• _To do_:
Each line of the data below that carries the word "schemas" needs to be copied.
-- Input data follows --
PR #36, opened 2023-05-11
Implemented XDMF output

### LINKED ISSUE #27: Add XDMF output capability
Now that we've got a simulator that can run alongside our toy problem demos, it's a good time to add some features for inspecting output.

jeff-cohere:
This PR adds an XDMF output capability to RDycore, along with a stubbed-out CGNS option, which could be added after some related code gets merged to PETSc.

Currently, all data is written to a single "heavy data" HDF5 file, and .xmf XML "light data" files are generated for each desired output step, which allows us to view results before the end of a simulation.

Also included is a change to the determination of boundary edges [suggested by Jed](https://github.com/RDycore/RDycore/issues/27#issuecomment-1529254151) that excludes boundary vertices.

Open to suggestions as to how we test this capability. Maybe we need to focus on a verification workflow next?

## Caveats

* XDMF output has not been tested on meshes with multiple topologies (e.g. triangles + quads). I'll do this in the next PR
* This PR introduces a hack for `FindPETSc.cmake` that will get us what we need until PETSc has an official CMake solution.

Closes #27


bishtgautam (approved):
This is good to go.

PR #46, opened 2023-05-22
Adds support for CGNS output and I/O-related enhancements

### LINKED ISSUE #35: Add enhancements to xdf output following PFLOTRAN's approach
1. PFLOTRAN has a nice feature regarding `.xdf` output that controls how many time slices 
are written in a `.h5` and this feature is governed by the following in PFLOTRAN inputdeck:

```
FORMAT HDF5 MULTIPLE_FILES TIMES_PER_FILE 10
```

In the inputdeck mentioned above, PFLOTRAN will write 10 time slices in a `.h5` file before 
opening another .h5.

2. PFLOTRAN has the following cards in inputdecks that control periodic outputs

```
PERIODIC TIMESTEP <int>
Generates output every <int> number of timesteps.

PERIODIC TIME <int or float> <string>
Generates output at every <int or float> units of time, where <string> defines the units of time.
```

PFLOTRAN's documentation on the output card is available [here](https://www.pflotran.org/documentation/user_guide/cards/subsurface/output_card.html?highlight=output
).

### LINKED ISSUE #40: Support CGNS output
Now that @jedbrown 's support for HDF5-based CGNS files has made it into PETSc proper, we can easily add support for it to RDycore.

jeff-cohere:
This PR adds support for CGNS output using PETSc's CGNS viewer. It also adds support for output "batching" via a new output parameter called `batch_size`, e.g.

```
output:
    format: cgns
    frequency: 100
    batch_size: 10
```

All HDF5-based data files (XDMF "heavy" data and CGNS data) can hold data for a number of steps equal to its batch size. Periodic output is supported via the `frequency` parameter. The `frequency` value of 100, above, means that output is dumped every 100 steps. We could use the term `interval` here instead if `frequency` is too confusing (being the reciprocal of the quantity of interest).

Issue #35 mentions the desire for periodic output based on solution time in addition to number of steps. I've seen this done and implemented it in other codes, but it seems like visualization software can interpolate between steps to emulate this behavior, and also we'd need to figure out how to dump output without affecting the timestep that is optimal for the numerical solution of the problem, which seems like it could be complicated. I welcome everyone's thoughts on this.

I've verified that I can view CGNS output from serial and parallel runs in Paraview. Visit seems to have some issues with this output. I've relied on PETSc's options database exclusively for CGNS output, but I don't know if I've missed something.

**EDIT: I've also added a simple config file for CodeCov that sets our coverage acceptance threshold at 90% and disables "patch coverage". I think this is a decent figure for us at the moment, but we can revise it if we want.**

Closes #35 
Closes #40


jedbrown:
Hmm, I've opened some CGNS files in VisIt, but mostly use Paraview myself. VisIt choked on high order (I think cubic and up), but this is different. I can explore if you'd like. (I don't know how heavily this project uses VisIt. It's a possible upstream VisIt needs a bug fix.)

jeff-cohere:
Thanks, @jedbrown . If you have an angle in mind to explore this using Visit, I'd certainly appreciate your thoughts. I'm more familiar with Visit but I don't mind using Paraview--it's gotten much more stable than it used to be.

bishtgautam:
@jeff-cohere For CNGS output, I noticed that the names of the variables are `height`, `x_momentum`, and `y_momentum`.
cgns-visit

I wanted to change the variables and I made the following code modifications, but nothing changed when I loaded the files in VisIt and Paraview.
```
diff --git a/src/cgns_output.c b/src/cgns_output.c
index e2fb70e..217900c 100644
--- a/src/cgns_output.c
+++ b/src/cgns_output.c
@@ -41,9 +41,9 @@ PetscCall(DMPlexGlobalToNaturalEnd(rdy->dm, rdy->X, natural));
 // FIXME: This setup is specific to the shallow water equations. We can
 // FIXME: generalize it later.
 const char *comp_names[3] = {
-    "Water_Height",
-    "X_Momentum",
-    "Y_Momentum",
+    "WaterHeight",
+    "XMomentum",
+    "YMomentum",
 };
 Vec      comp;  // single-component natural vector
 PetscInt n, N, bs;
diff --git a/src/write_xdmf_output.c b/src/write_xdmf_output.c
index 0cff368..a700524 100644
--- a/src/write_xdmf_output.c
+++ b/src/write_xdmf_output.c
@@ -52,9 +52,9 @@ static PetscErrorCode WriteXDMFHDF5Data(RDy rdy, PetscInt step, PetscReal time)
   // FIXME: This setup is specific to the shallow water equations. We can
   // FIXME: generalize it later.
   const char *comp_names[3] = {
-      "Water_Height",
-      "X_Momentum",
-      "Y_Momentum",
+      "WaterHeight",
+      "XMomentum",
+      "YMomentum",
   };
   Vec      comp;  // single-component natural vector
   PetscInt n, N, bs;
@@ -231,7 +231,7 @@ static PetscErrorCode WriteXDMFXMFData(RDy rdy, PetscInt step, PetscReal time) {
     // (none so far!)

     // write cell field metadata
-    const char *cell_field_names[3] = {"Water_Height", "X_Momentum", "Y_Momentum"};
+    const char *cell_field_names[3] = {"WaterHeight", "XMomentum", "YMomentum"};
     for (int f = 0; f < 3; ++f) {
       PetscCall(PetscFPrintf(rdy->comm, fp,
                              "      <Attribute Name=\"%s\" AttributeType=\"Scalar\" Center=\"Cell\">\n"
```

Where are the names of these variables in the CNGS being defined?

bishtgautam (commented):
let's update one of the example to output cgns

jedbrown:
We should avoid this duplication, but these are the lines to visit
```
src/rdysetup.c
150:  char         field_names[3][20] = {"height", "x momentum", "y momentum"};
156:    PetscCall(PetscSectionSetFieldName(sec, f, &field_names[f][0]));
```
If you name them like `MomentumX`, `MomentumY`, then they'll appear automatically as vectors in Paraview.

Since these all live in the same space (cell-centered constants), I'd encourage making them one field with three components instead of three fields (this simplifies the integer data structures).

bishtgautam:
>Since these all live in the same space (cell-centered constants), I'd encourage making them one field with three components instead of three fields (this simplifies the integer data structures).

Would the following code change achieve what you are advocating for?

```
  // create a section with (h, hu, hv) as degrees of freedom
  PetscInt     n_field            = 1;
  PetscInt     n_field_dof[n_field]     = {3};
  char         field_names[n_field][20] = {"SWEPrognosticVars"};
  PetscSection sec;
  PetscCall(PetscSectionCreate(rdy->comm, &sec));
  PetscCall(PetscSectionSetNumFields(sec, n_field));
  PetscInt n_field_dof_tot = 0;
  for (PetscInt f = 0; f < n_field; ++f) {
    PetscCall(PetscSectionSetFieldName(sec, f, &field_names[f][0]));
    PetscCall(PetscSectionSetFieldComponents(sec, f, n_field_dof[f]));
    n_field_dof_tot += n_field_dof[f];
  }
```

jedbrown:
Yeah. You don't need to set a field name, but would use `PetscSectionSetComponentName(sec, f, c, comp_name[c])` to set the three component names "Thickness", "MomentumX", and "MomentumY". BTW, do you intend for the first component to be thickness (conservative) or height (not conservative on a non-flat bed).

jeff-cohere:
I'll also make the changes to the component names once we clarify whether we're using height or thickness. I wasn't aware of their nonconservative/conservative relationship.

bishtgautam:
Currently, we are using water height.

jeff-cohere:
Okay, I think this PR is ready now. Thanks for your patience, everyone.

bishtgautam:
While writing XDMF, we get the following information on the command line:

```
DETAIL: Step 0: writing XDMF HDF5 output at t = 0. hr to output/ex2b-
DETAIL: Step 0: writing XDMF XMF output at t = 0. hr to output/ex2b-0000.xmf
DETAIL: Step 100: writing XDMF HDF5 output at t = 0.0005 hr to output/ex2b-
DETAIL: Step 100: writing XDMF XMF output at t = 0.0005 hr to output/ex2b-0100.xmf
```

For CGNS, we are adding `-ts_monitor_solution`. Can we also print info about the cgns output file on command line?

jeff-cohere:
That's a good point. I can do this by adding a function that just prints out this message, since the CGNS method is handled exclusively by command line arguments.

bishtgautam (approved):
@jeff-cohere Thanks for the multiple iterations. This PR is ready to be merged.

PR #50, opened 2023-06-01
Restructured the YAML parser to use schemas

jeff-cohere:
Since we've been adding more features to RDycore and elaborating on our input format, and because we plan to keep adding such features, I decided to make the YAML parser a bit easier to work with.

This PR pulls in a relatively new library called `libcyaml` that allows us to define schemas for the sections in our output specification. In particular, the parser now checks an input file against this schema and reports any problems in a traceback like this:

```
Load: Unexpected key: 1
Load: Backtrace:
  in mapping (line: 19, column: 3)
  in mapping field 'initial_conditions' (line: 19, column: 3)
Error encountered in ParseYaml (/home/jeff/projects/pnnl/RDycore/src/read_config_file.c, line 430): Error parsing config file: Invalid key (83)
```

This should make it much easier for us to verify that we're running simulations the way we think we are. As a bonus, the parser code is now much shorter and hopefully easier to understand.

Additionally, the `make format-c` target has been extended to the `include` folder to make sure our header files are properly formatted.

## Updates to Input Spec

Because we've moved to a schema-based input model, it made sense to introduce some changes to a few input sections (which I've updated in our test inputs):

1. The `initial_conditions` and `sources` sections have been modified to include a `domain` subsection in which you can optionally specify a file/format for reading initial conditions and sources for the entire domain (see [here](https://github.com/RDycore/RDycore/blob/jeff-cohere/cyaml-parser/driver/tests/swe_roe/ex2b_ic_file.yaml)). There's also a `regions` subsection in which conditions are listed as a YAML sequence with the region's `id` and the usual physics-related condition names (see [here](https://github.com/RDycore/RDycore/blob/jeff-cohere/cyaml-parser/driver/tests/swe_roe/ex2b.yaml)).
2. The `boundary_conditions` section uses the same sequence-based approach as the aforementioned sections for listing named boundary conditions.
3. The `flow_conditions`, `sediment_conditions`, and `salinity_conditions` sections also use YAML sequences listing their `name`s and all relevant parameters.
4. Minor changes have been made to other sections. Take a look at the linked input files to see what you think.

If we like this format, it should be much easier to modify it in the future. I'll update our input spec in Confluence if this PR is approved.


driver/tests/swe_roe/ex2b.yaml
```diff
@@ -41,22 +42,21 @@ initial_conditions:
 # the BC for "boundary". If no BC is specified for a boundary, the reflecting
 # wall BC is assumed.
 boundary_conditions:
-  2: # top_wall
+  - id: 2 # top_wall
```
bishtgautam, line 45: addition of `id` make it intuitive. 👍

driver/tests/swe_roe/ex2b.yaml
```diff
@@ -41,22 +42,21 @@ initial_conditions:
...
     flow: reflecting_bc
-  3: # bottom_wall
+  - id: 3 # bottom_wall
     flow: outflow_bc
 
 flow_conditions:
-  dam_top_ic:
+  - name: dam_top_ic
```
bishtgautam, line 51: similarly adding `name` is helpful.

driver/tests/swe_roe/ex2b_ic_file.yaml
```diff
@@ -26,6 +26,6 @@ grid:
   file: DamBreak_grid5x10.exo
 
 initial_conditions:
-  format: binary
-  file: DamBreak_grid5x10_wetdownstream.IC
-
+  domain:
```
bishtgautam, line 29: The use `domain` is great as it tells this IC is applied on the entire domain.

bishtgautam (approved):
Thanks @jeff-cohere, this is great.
-- Input data concluded --
• _Result_:
Restructured the YAML parser to use schemas
This PR pulls in a relatively new library called `libcyaml` that allows us to define schemas for the sections in our output specification. In particular, the parser now checks an input file against this schema and reports any problems in a traceback like this:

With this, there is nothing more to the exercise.